In half of the buybacks studied, at least one executive sold shares in the month following the buyback announcement. In fact, twice as many companies have insiders selling in the eight days after a buyback announcement as sell on an ordinary day.

“So right after the company tells the market that the stock is cheap, executives overwhelmingly decide to sell,” Jackson says. “And, in the process, executives take a lot of cash off the table.”

On average, in the days before a buyback announcement, executives trade in relatively small amounts—less than $100,000 worth. But during the eight days following a buyback announcement, executives on average sell more than $500,000 worth of stock each day—a fivefold increase.

“Thus, executives personally capture the benefit of the short-term stock-price pop created by the buyback announcement,” he said. “This trading is not necessarily illegal.
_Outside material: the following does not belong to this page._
PR #3076, opened 2023-01-11
feat(QuotedMessage): pass Deleted to QuotedMessage

jrainville:
This is to let the front end determine a new message if the quoted message is deleted instead of just unknown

But it is troubling, because it is yet another piece of evidence that executives are spending more time on short-term stock trading than long-term value creation. It’s one thing for a corporate board and top executives to decide that a buyback is the right thing to do with the company’s capital. It’s another for them to use that decision as an opportunity to pocket some cash at the expense of the shareholders.”

Moving forward, Jackson described ways the SEC could get involved. The SEC’s rules governing buybacks in 2003 give companies a safe harbor from liability when pursuing buybacks. There are no limits, however, on boards and executives using the buyback—and the safe harbor—as an opportunity to cash out.

“I cannot see why a safe harbor to the securities laws should subsidize this behavior,” Jackson said. “Our rules should be updated, at a minimum, to deny the safe harbor to companies that choose to allow executives to cash out during a buyback.” He called for an open comment period to reexamine the Commission’s rules in this area.

“At the very least, our rules should stop giving executives incentives to use buybacks to cash out,” he said.

Jackson added that “corporate boards and their counsel should pay closer attention to the implications of a buyback for the link between pay and performance. In particular, the company’s compensation committee should be required to carefully review the degree to which the buyback will be used as a chance for executives to turn long-term performance incentives into cash.”

“If executives will use the buyback to cash out, the committee should be required to approve that decision and disclose to investors the reasons why it is in the company’s long-term interests,” he added. “It is hard to see why a company’s buyback announcement shouldn’t be accompanied by this kind of disclosure.”